Immutable prompt registries

Prompts in production should be stored in an immutable registry — not edited in place. Tools like LangSmith, PromptLayer, or a custom internal registry enforce this. Each version is addressable by hash or semantic ID. Rollbacks become deterministic: reverting to v2.2 is a registry lookup, not a manual copy-paste.

Separation of template and context

Prompt templates — the structural logic — should be versioned independently from the runtime context injected at inference time (account metadata, transaction history, regulatory jurisdiction). Conflating the two makes behavioral debugging intractable.

Testing Prompts Like Code

Unit testing a prompt means asserting that given a specific input, the model produces output that satisfies a defined behavioral contract — not just that it produces some output.

Behavioral test suites

For a payment dispute classification prompt, a behavioral test suite might assert:

Given a chargeback claim with a matching merchant refund within 48 hours, the output classification must be RESOLVED, not DISPUTED

Given an input with a flagged BIN range, the risk score must exceed threshold 0.75

Output JSON must conform to the declared schema on 100% of test cases

These are not LLM evals in the academic sense — they are deterministic assertions against curated fixtures, run on every prompt version before promotion.

Regression testing across versions

When fraud_signal_classifier_v2.3 is a candidate to replace v2.2, it must be run against the full regression corpus of historical inputs with known outputs. Behavioral divergence — even in cases where v2.3 is technically "better" — must be surfaced explicitly and reviewed before deployment.

Integrating Prompts into CI/CD

A mature PDD pipeline treats prompt promotion with the same ceremony as a service deployment.

Pipeline stages for prompt changes

A prompt change targeting a KYC summarization workflow should move through: authoring → lint/schema validation → behavioral test suite → human review gate → staging deployment → shadow mode evaluation → production promotion. Each stage has entry and exit criteria.

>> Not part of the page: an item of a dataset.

PR #1612, opened 2026-08-14
`setup.py`: Find Free-Threaded Python (`Python_FIND_ABI`)

ax3l:
Disabled by default, but our cibuildwheels includes builds for it now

Shadow mode — running the new prompt in parallel without acting on its output — is particularly valuable in banking, where the cost of a behavioral regression is high.

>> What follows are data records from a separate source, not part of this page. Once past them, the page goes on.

PR #1616, opened 2026-08-17
Diagnostics: Guard Degenerate Beam Moments

ax3l:
Explicitly handle edge cases like flat and cold beams in our beam moments calculation.

Before this PR, these cases caused invalid floating point operations, which showed up in diagnostics and complicate debugging (other) bugs.

<details>

Several reduced beam characteristics were computed without checking that they exist. With `amrex.fpe_trap_invalid` enabled, a beam that is degenerate but otherwise perfectly healthy aborted the run inside its own diagnostics.

### Square roots

`emittance_xd` and `emittance_yd` took the square root of a dispersion-corrected discriminant without the guard their undispersed counterparts `emittance_x`/`_y`/`_t` already had, and the standard deviations took the square root of a variance straight from the moment sums. Both quantities are non-negative mathematically, but finite precision can put them marginally below zero, where `std::sqrt` raises `FE_INVALID`.

A new `sqrt_clamped` clamps that rounding-level case to zero. It passes a NaN through rather than clamping it, so a beam poisoned by a non-finite coordinate stays visible in the output instead of being reported as a zero width.

### Twiss functions

`alpha` and `beta` are ratios to an rms emittance and were divided by it unconditionally. A single particle, a cold plane, or a plane without energy spread has no emittance there — and `emittance_t` is in fact *forced* to zero by the guard immediately above — so the division was a plain `0/0` for any such beam. They now report NaN, which is what an undefined Twiss function is.

Both `reduced_beam_characteristics` overloads (particle container and covariance matrix) are fixed.

### Note on where a NaN detonates

A quiet NaN is silent through arithmetic and `std::sqrt`; it raises `FE_INVALID` only at an *ordered* comparison, which GCC emits as a signaling `comisd`. On GPU builds the device never traps at all. That is why a NaN born anywhere in tracking surfaces as a SIGFPE inside `reduced_beam_characteristics`, on every rank at once, after the all-reduce. `sqrt_clamped` deliberately does not swallow that.

### Tests

`tests/python/test_beam_moments_degenerate.py`: a single particle, a beam without energy spread, and the envelope counterpart of the latter. Verified to fail on `development` before the fix.

Follow-up #1617 stacks on this branch and handles beams with no particles at all.

</details>

### DIFF
--- a/src/diagnostics/ReducedBeamCharacteristics.cpp
+++ b/src/diagnostics/ReducedBeamCharacteristics.cpp
@@ -29,6 +29,7 @@
 #include <AMReX_TypeList.H>             // for TypeMultiplier
 
 #include <array>
+#include <cmath>
 #include <limits>
 #include <vector>
 
@@ -37,6 +38,29 @@ namespace impactx::diagnostics
 {
 namespace
 {
+    /** Square root of a quantity that is mathematically non-negative
+     *
+     * Variances and squared emittances are non-negative by construction, but the
+     * finite-precision moment sums they are recovered from can put them marginally
+     * below zero. std::sqrt of such a value raises FE_INVALID, which aborts the run
+     * under amrex.fpe_trap_invalid, so clamp the (rounding-level) negative case to
+     * zero instead.
+     *
+     * A NaN input is passed through rather than clamped: it means the beam moments
+     * are already poisoned, which should stay visible in the output.
+     *
+     * @param x a quantity that is non-negative up to rounding
+     * @returns sqrt(x), or zero if x is negative
+     */
+    AMREX_FORCE_INLINE
+    amrex::ParticleReal
+    sqrt_clamped (amrex::ParticleReal x)
+    {
+        using namespace amrex::literals; // for _prt
+
+        return (x < 0.0_prt) ? 0.0_prt : std::sqrt(x);
+    }
+
     //! constant coordinate shifts subtracted before forming the beam moments
     struct Shifts
     {
@@ -119,6 +143,8 @@ namespace
         BL_PROFILE("impactx::diagnostics::reduced_beam_characteristics(pc)");
 
         using namespace amrex::literals; // for _prt
+
+        auto const nan = std::numeric_limits<amrex::ParticleReal>::quiet_NaN();
 
         // preparing to access reference particle data: RefPart
         RefPart const ref_part = pc.GetRefParticle();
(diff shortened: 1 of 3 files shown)


src/diagnostics/ReducedBeamCharacteristics.cpp
```diff
@@ -334,19 +360,24 @@ namespace
...
-        amrex::ParticleReal const alpha_x = - xpx_d / emittance_xd;
-        amrex::ParticleReal const alpha_y = - ypy_d / emittance_yd;
-        amrex::ParticleReal const alpha_t = - tpt / emittance_t;
+        amrex::ParticleReal const emittance_yd = sqrt_clamped(y_msd*py_msd-ypy_d*ypy_d);
+        /* Courant-Snyder (Twiss) beta-function and alpha
+         *
+         * Both are ratios to an rms emittance, and are undefined where that emittance
+         * vanishes: a single particle, a cold plane, or a longitudinal plane without
+         * energy spread. Report NaN there rather than dividing by zero, which raises
+         * FE_DIVBYZERO (or FE_INVALID, for 0/0) under amrex.fpe_trap_zero/_invalid.
```
ax3l:
```suggestion
         * energy spread.
```

src/diagnostics/ReducedBeamCharacteristics.cpp
```diff
@@ -546,19 +579,24 @@ namespace
...
```
ax3l:
```suggestion
         * energy spread.
```

tests/python/test_beam_moments_degenerate.py
```diff
@@ -0,0 +1,116 @@
...
+#
+# Authors: Axel Huebl
+# License: BSD-3-Clause-LBNL
+#
+# -*- coding: utf-8 -*-
+
+import math
+
+import impactx
+from impactx import ImpactX, distribution
```
ax3l:
```suggestion
from impactx import ImpactX, create_envelope, distribution
```

tests/python/test_beam_moments_degenerate.py
```diff
@@ -0,0 +1,116 @@
...
+    sim = ImpactX()
+    sim.particle_shape = 2
+    sim.space_charge = False
+    sim.slice_step_diagnostics = False
+    sim.init_grids()
+
+    ref = sim.beam.ref
+    ref.set_species("electron").set_kin_energy_MeV(2.0e3)
+
+    envelope = impactx.create_envelope(waterbag(lambda_pt=0.0), 1.0e-9)
```
ax3l:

Prompt linting and static analysis

Before a prompt reaches a test runner, automated linting should flag structural issues: missing output schema declarations, injection-vulnerable template variables, token budget overruns on known input distributions, or missing jurisdiction-scoping instructions required by compliance policy.

Rollback and incident response

Prompt deployments must support zero-downtime rollback. When a production incident is traced to a prompt behavioral regression, the resolution path must be: identify the offending version, revert the registry pointer, verify behavioral restoration against the regression suite, and file a post-mortem. The same incident response playbook that governs service outages applies.

Conclusion

Banking systems built on LLMs inherit all the operational complexity of traditional distributed systems — plus the nondeterminism of language models. Prompt-Driven Development provides the engineering framework to manage that complexity: version prompts as first-class artifacts, test them against behavioral contracts, and promote them through CI/CD pipelines with the same rigor applied to production code. In regulated environments, this is not a best practice. It is a baseline requirement.